Par delà les genres supposés, on en revient finalement toujours à une question d’écriture. La production réflexive des géographes, à quelques exceptions récentes, est marquée par le souci de ne pas rebuter un lectorat que l’on suppose d’emblée réticent aux jargons et peu au fait des développements théoriques. Le pédagogue perce toujours sous l’armure du théoricien. « Faut-il s’en plaindre ? », pourra-t-on objecter ?

Pendant de nombreuses décennies, et au moins jusque dans les années 1980, une des convictions les mieux partagées a voulu que l’introspection disciplinaire fût un privilège exclusif de l’expérience, sinon de l’âge. Au terme d’une riche carrière, au soir de sa vie, le géographe avait tout loisir de méditer sur l’essence de sa science et sur sa sagesse profonde, afin de communiquer aux nouvelles générations le fruit de son expérience. Les exemples donnés par Maximilien Sorre, Henri Baulig ou André Meynier ont largement accrédité cette image d’Épinal. Cette position, largement explicite mais rarement discutée, avait un sous-jacent inductif et légitimiste : une telle expérience rétrospective ne pouvait pas, ne voulait pas, sauf cas exceptionnel, déboucher sur une remise en cause de la science « normale » ; et elle reposait sur une sédimentation de pratiques et de réflexions dont la généralisation en « principes » ne pouvait être opérée qu’à posteriori. Par ailleurs, il s’agissait d’une entreprise à tout le moins endogène et pointilliste : endogène, ou « internaliste », parce que insoucieuse de se situer par rapport aux discours dominants sur la science — quand bien même elle s’y référait implicitement, voire même explicitement ; pointilliste de par une énonciation en touches successives ou esquisses, sans intention de produire un système théorique de la géographie. Enfin, il ne pouvait être question d’y ressourcer une langue stratifiée par des décennies de pratique et vouant à l’interdit les néologismes et autres méfaits de la langue jargonnante.

Tout ceci a commencé à changer dans les années 1960, lorsque des économistes (François Perroux, Jacques-René Boudeville) ont prétendu dire le droit sur ce qu’était « l’espace des géographes », et, surtout à la fin de la décennie, lorsque se sont multipliées les critiques extérieures3 (de sociologues, de philosophes, d’historiens…). Un peu avant avait été publié le volume Logique et connaissance scientifique de la prestigieuse encyclopédie de la Pléiade (1967) sous la direction de Jean Piaget, dont la géographie est cruellement absente. Digérer ce qui était ressenti comme un ostracisme a pris longtemps, a beaucoup servi, a suscité d’innombrables commentaires.
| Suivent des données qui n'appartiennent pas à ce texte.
PR #160, opened 2016-07-28
generate: Remove superfluous err check from Save

wking:


wking:
Wrong PR target (trying out my preferred approach from #140).

PR #185, opened 2021-12-19
initial commit zipinfo.py to new_branch

listuser:
Flattened schema
Tested on RHEL8 using Ansible 2.9 as well as cli

-Matt


kellyjonbrazil:
Very nice - thanks for the contribution!

Could you add some sample `zipinfo` output files under `tests/fixtures/...` that can be used to validate the parser? It looks like `zipinfo` is included on macOS, too - we might check it for that output, as well.

listuser:
zipinfo.out and zipinfo.json uploaded to tests/fixtures/rhel-8

You weren't specific about the directory and I didn't see a rhel-8, so I created it.

kellyjonbrazil:
Perfect, thanks! I'll take a look.

kellyjonbrazil:
Looks like it's working well. Though I typically like to keep the schema as flat as possible, in this case I think it leads to a lot of redundant data, so I think we should move the individual file records under a `files` array, so it will look like:
```
{
    "archive": "log4j-core-2.16.0.jar",        # string
    "size": "1789565",                                 # int
    "bytes_compressed": "1515455",        # int
    "bytes_uncompressed": "3974141",    # int
    "number_entries": "1218",                    # int (not sure if one of these is redundant)
    "number_files": "1218",                         # int (not sure if one of these is redundant)
    "size_unit": "bytes",                              # this string needs the comma stripped
    "percent_compressed", 61.9               # float,
    "files": [
        {
            "flags": "-rw-r--r--",                     # string
            "zipversion": "2.0",                       # string
            "zipunder": "unx",                        # string
            "size": "1789565",                       # int (this was getting overriden by the zipfile size)
            "type": "bl",                                  # string
            "method": "defN",                       # string
            "date": "21-Dec-12",                   # string
            "time": "23:35",                           # string
            "filename": "Log4j-events.xsd"   # string
        }
    ]
}
```
The int/float conversions can be done in the `process` function.

listuser:
I thought you might want a nested version which I already had prepared. Will commit soon.

listuser:
I will work on the the int/float conversions in the process function as time permits. Thanks for the feedback.
Of note, the nested version I just uploaded is slightly different from what you spec'd above.

kellyjonbrazil:
Yep, looks good, but I would even get rid of that `archive` key. I was checking around and I couldn't see where `zipinfo` would report on multiple archives. I couldn't get it to on the command line, so I think just putting all of the archive info as top level, and then put all the files under a `contents` array is fine. If multiple archives is possible, then we can nest the outermost object in another array, but like I said, I'm not sure `zipinfo` really supports that.

listuser:
That makes sense.
Will do along with the int/float conversions in the process function, as time permits.

listuser:
Regarding

    "number_entries": "1218",                    # int (not sure if one of these is redundant)
    "number_files": "1218",                         # int (not sure if one of these is redundant)

I haven't come across an archive where the numbers are different yet. Don't know if its redundant.
Will review your suggestions again.

kellyjonbrazil:
> I haven't come across an archive where the numbers are different yet. Don't know if its redundant. Will review your suggestions again.

All good - probably not a problem to leave them both now, especially if it's just being printed in the archive meta area once.

Nice work!

listuser:
schema updated, conversions completed

kellyjonbrazil:
Looks great!

I see you wrapped the object in an array - I think this makes sense in case we find a way for `zipinfo` to report on multiple archives. But if we are sure it doesn't, then we can probably remove it. I really don't know the answer, so this is probably the safest bet so we don't need to change the schema in a future version.

I'll go ahead and merge this into `dev`, add some tests and then release in jc v1.17.5.

Thanks for contributing!

listuser:
> I see you wrapped the object in an array 

I can revise the schema if you prefer to have the array removed, time permitting.

Your feedback has been helpful. I am fairly new to python and expected some back and forth regarding the parser and schema.

Let me know. 

BTW, I stumbled on your project through the Ansible docs as I was looking for a way to parse semi-structured text.

https://docs.ansible.com/ansible/latest/network/user_guide/cli_parsing.html#parsing-with-jc

kellyjonbrazil:
All good - I'll do some more testing on different systems (BSD, MacOS, Linux) and see if I can coax multiple archive support out of `zipinfo`. If not, i may just unwrap the schema to make it easier for the end-user.

I liked the tuple unpacking - nice!

listuser:
The zipinfo version on my linux system supports wildcard expressions similar to Unix egrep.

Wildcard needed to be escaped on my linux system as follows:

zipinfo \*.jar

Doing this

zipinfo \*.jar | jc --zipinfo

causes the zipinfo template to error. The output does not match the parsing.

kellyjonbrazil:
Yeah, I  tried that too, but using glob expansion seems to have `ziipinfo` interpret the first filename as the archive and then the rest of the filenames are for details about files within the archive. The error you hit is probably because a file with that name (the second file that comes up in the glob expansion) does not exist inside the archive, so the `zipinfo` output is missing information.

I wasn't able to get `zipinfo` to report on multiple archives, though the man page insinuates that it might be possible. I don't think it was ever implemented, but I'll keep checking.

listuser:
I revised my comment as I didn't realize I needed to backtick the commands. See above.

listuser:
I think checking the last line of output from a multi archive zipinfo (as above) will be sufficient to determine the parsing steps.

Last line output example
73 archives were successfully processed.

kellyjonbrazil:
Ah yes - that was the trick! Once I encapsulated the wildcard in quotes I got multiple archives:
```
$ zipinfo '*.zip'
Archive:  jc1.zip
Zip file size: 4116 bytes, number of entries: 1
-rw-r--r--  2.1 unx    11837 bX defN 21-Dec-08 20:50 jc.1
1 file, 11837 bytes uncompressed, 3966 bytes compressed:  66.5%

Archive:  testzip.zip
Zip file size: 8106 bytes, number of entries: 2
-rw-r--r--  3.0 unx      197 tx defN 21-Aug-03 15:12 round-table.gv
-rw-r--r--  3.0 unx     8342 bx defN 21-Aug-03 15:12 round-table.gv.pdf
2 files, 8539 bytes uncompressed, 7651 bytes compressed:  10.4%

Archive:  micro.zip
Zip file size: 6144 bytes, number of entries: 8
-rw-r--r--  2.1 unx    10688 bX defN 19-Sep-30 16:47 microsimservermac.py
drwxrwxr-x  2.1 unx        0 bx stor 21-Dec-20 14:33 __MACOSX/
-rw-r--r--  2.1 unx      176 bX defN 19-Sep-30 16:47 __MACOSX/._microsimservermac.py
-rw-r--r--  2.1 unx      528 bX defN 19-Aug-27 07:46 Dockerfile
-rw-r--r--  2.1 unx    10538 bX defN 19-Oct-01 13:22 microsimserver.py
-rw-r--r--  2.1 unx      380 bX defN 19-Oct-01 13:22 changelog.txt
-rwxr-xr-x  2.1 unx      263 bX defN 19-Oct-01 12:09 dockerhub.sh
-rw-r--r--  2.1 unx      266 bX defN 19-Oct-01 12:09 __MACOSX/._dockerhub.sh
8 files, 22839 bytes uncompressed, 4908 bytes compressed:  78.5%

3 archives were successfully processed.
```
I can fixup the parser to handle this - unless you want to work on it. Up to you. If so, it would be best to pull again from `dev` since I already merged it. Sorry I jumped the gun! :)

listuser:
If you don't mind, please do fixup the parser. As I am new to python, I would like to see how you go about resolving the problem. Thanks.

kellyjonbrazil:
I updated the parser to support multiple archives if you want to check it out.

listuser:
looks good. Thanks for fixing multi.

Noticed some unexpected screen output when using the parser.

without parser
```
apache-log4j-2.17.0-bin]$ zipinfo '*.jar' &>out
apache-log4j-2.17.0-bin]$
```

with parser
```
apache-log4j-2.17.0-bin]$ zipinfo '*.jar' | jc --zipinfo -p &>out

73 archives were successfully processed.
apache-log4j-2.17.0-bin]$
```

I didn't expect to see anything about the successfully processed.

kellyjonbrazil:
Yeah it seems `zipinfo` is really aggressive with that status message and writes it to both STDOUT and STDERR when there are multiple archives. Nothing really to worry about, but the message can be hidden by redirecting STDERR to `/dev/null` or something.

I noticed that when I was running the output through `cat` to see how `zipinfo` changes its output when being piped:
```
$ zipinfo '*.zip' | cat
zipinfo:  cannot find or open *.zip, *.zip.zip or *.zip.ZIP.

No zipfiles found.
zipinfo:  cannot find or open *.zip, *.zip.zip or *.zip.ZIP.

No zipfiles found.
kbrazil-mac:jc kbrazil$ cd ~
kbrazil-mac:~ kbrazil$ zipinfo '*.zip' | cat
Archive:  jc1.zip
Zip file size: 4116 bytes, number of entries: 1
-rw-r--r--  2.1 unx    11837 bX defN 21-Dec-08 20:50 jc.1
1 file, 11837 bytes uncompressed, 3966 bytes compressed:  66.5%

Archive:  testzip.zip
Zip file size: 8106 bytes, number of entries: 2
-rw-r--r--  3.0 unx      197 tx defN 21-Aug-03 15:12 round-table.gv
-rw-r--r--  3.0 unx     8342 bx defN 21-Aug-03 15:12 round-table.gv.pdf
2 files, 8539 bytes uncompressed, 7651 bytes compressed:  10.4%

Archive:  micro.zip
Zip file size: 6144 bytes, number of entries: 8
-rw-r--r--  2.1 unx    10688 bX defN 19-Sep-30 16:47 microsimservermac.py
drwxrwxr-x  2.1 unx        0 bx stor 21-Dec-20 14:33 __MACOSX/
-rw-r--r--  2.1 unx      176 bX defN 19-Sep-30 16:47 __MACOSX/._microsimservermac.py
-rw-r--r--  2.1 unx      528 bX defN 19-Aug-27 07:46 Dockerfile
-rw-r--r--  2.1 unx    10538 bX defN 19-Oct-01 13:22 microsimserver.py
-rw-r--r--  2.1 unx      380 bX defN 19-Oct-01 13:22 changelog.txt
-rwxr-xr-x  2.1 unx      263 bX defN 19-Oct-01 12:09 dockerhub.sh
-rw-r--r--  2.1 unx      266 bX defN 19-Oct-01 12:09 __MACOSX/._dockerhub.sh
8 files, 22839 bytes uncompressed, 4908 bytes compressed:  78.5%

3 archives were successfully processed.

3 archives were successfully processed.
```
The first one is probably STDOUT and the second STDERR.

kellyjonbrazil:
I can publish v1.17.5 with this parser on PyPi if everything is working ok for you. It's passing tests and it looks like all OS's I have checked are running the latest `zipinfo` version (3.00) from 2009, so I think we're good.

listuser:
ok, sounds good. thanks

PR #188, opened 2021-12-29
Create key value pairs from a MANIFEST.MF file, to include key multiline value pairs.

listuser:
--metamf         MANIFEST.MF file parser

test data in  tests/fixtures/rhel-8/

cmds_used_to_generate_test_data.txt
MANIFEST.MF
MANIFEST.MF.json
unzip_c_MANIFEST.MF.multi_jar.json
unzip_c_MANIFEST.MF.multi_jar.out
unzip_c_MANIFEST.MF.single_jar.json
unzip_c_MANIFEST.MF.single_jar.out


listuser:
Wasn't sure what to call the parser, so I named it "metamf".
Open to suggestions or keep it as is.

kellyjonbrazil:
Sweet - I’ll take a look. Thanks for your contributions!

kellyjonbrazil:
Looks pretty good! Just spitballing... maybe call it `java-manifest`? 

At first I was thinking the multi-line fields should be arrays (split on `;`), but would need to check deeper in the spec to ensure we know which fields could be multi-line/multi-value so we can define them in the schema. May not be worth it.

I was also thinking - maybe just ignore the `inflating: META-INF/MANIFEST.MF` line. Not sure it adds any value to the resulting JSON.

listuser:
Additional suggestions for parser names.

j-manifest

kv-manifest

arch-manifest

Though using "java" or "jar" in the parser name would be helpful to others in determining what the parser does, I chose to stay away from using the words "java" or "jar".

RE: "At first I was thinking the multi-line fields should be arrays (split on ;), but would need to check deeper in the spec to ensure we know which fields could be multi-line/multi-value so we can define them in the schema. May not be worth it." [KB]
I could not find a value in parsing the multi-line fields beyond what I did. Those fields look like class names with version info. Though I don't think they are split on ";".

RE: "I was also thinking - maybe just ignore the inflating: META-INF/MANIFEST.MF line. Not sure it adds any value to the resulting JSON." [KB]
I agree and will update the parser to pop it.

kellyjonbrazil:
Why not `jar-manifest`, since that is the file-type being parsed? Can this parser work on other types of manifest files, too?

jc/parsers/metamf.py
```diff
@@ -0,0 +1,228 @@
...
+import re
+
+
+class info():
+    """Provides parser metadata (version, author, etc.)"""
+    version = '0.01'
+    description = 'MANIFEST.MF file parser'
+    author = 'Matt J'
+    author_email = 'https://github.com/listuser'
+    compatible = ['linux']
```
kellyjonbrazil, line 93: We can add all architectures here since this is a filetype parser: ['linux', 'darwin', 'cygwin', 'win32', 'aix', 'freebsd']

jc/parsers/metamf.py
```diff
@@ -0,0 +1,228 @@
...
+        "Archive": "apache-log4j-2.16.0-bin/log4j-spring-cloud-config-client-2.16.0.jar",
+        "Manifest_Version": "1.0",
+        "Bundle_License": "https://www.apache.org/licenses/LICENSE-2.0.txt",
+        ...
+      }
+      ...
+    ]
+"""
+import jc.utils
+import jc.parsers.universal
```
kellyjonbrazil, line 83: I don't think any universal parsers are being used, so we can delete this import

jc/parsers/metamf.py
```diff
@@ -0,0 +1,228 @@
...
+
+            # pop key multiline value pair lines
+            if plines:
+                for p in reversed(plines):
+                    archive_item.pop(p)
+
+            # all other key value pairs
+            for i, line in enumerate(archive_item):
+                k, v = line.split(":", maxsplit=1)
+                v = v.rstrip()
```
kellyjonbrazil, line 215: I think just doing a single `v = v.strip()` will do both left and right strip in a single line.

jc/parsers/metamf.py
```diff
@@ -0,0 +1,228 @@
+"""jc - JSON CLI output utility `metamf` command output parser
+
+Options supported:
+- none
+
+Create key value pairs from a MANIFEST.MF file, to include key multiline value pairs.
```
kellyjonbrazil, line 6: Don't need these lines in the docstring for this parser. Since it is a filetype parser, there are no command options to support. The intent of the parser should be clear by the name and metadata.

listuser:
jar-manifest it is.

Thanks for the feedback.
Will make the changes, rename the parser, and update the test outputs as part of my next commit.

kellyjonbrazil:
Could you also include the multi archive test output? I don’t see it anymore in the latest commit.

kellyjonbrazil:
Will need to use `jar_manifest.py` as the module name. The command line argument will still use the dash, though, when the parser is defined in `cli.py`.

kellyjonbrazil:
Nice - thanks for the updates. I'll pull this in and get it in the next release - maybe by today or later this weekend.

Thanks again!

listuser:
sounds good. thank you

PR #190, opened 2022-01-02
fix doubleqoute in csv

shaikustin:
csv files with fields that have doubleqoutes escaping in the form of "" instead of \" were not parsed correctly.
this happened when double qoute appared after sniff (although changing the sniff to the whole file did not work).
#191


kellyjonbrazil:
Thanks, looks good! I'm updating the streaming parser so their behaviors match.

PR #204, opened 2022-02-03
New parser: xrandr

lyterk:
Tests passing, working as intended in plugin directory

It doesn't seem to work from the jc.parsers directory, but I couldn't figure out a reason from reading cli.py.

I have separate tests for types of line (screen, device, mode), and the regexes that identify those lines.


kellyjonbrazil:
Nice! Thank you for the contribution!

I’ll take a closer look in the next few days. Real quick - what are the files under the templates folder? I use that folder for jinja template files that get processed for documentation. 

Also, sorry for the confusion - I recently moved the parser list from cli.py to lib.py so that’s where you can add the parser so you don’t need it to be in the plug-ins directory. 

Thanks again!

lyterk:
Np, sorry it took so long to follow up.

Ah I see, I was using those for testing, I can fix that if you like.

I think I might need to fix up documentation for my parser, I mostly just made the code work and tests pass, didn't look back at your doc format yet.

kellyjonbrazil:
Also noticed you are using the new | operand instead of Union for type annotations. We’ll need to use the old-style (Union) for compatibility with older Python versions. (We officially support and test >=v3.7)

kellyjonbrazil:
```
ERROR: test_xrandr (unittest.loader._FailedTest)
ImportError: Failed to import test module: test_xrandr
  File "/home/runner/work/jc/jc/jc/parsers/xrandr.py", line 102, in <module>
    from typing import TypedDict
ImportError: cannot import name 'TypedDict' from 'typing' (/opt/hostedtoolcache/Python/3.7.12/x64/lib/python3.7/typing.py)
```
Also looks like we cannot use `TypedDict` until Python 3.7 is deprecated.

kellyjonbrazil:
Nice - tests passed! I'll need a few more days to take a closer look and play around with it. Thanks for the updates!

kellyjonbrazil:
Looks good! Just a couple nitpicks:

- String-to-int/float conversions are usually done after parsing in the _process() function, but it looks like you are doing all of the conversions in parse(). Not a big deal since it might be tedious to do the conversions with the dictionary depth. You could just remove _process() if it's not needed. This just means there will be no `jc -r` functionality.

- Please change the test filenames for `simple_xrandr.xxx` to `xrandr_simple.xxx` so the files are grouped together by name.

- It would be nice if no data is sent to the parser (e.g. `echo | jc --xrandr`) it would simply return `{}` instead of `{"screens":[],"unassociated_devices":[]}`. I have a `nodata` test for this in the other parsers.

Other than these and the comments above, looks like we are good to go. No worries on the docs - I can fix those up.

Thanks!

lyterk:
Oh damn that's silly of me. Feel free to merge, I don't think I have any more changes.

PR #223, opened 2022-04-10
Fix/support rotated devices

anekos:
Support rotated devices and avoid entering an infinite loop.


kellyjonbrazil:
Thanks for the parser enhancement! I’ll take a closer look at this for the next release. So far, looks clean!

PR #225, opened 2022-04-12
Update README

adrianteri:
Specify that the Arch package is in the AUR and NOT in the standard Archlinux repositories.


kellyjonbrazil:
Thanks for the update!

PR #240, opened 2022-05-06
Update README.md

fiskhest:
Looks like the arch linux package was moved out of AUR and into the official repositories recently: https://archlinux.org/packages/community/any/jc/


kellyjonbrazil:
Nice - thanks!

fiskhest:
Thank you! :pray:

PR #284, opened 2022-09-14
id: support space in names

pbrezina:
id parser did not work correctly if space is present in user or group
name.


kellyjonbrazil:
Very nice! Thanks for the parser fix. I'll look it over in more detail, but it looks like I'll be able to merge this soon.

Thanks again!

Nombreux sont ceux qui en ont tiré les leçons ou y ont trouvé une justification pour injecter dans la discipline des références épistémologiques : Gaston Bachelard, Louis Althusser et J. Piaget dans les années 1970, Karl Popper ou Thomas Kuhn dans les années 1980 (rarement avant), Paul Ricœur, Bruno Latour ou Luc Boltanski et Laurent Thévenot plus récemment. Grâce à cela, depuis une trentaine d’années, l’épistémologie des géographes, entendue au sens large de discours sur les garanties scientifiques de la discipline, n’est plus une réflexion en vase clos. Pour autant, on ne saurait dire que la plupart de ceux qui s’adonnent à cet exercice l’ont fait dans la perspective d’acquérir là une spécialité : ils mobilisent un certain nombre de références dans une perspective de (re)construction du champ dans lequel ils interviennent, avec un souci de rigueur, mais sans curiosité obligatoirement systématique pour les différents domaines connexes des science studies4. En général, ce style épistémologique finalise les références mobilisées en fonction d’une recherche inscrite dans un champ empirique. Cela n’a rien d’infamant ou de condamnable, bien au contraire, et il en va de même ailleurs, majoritairement.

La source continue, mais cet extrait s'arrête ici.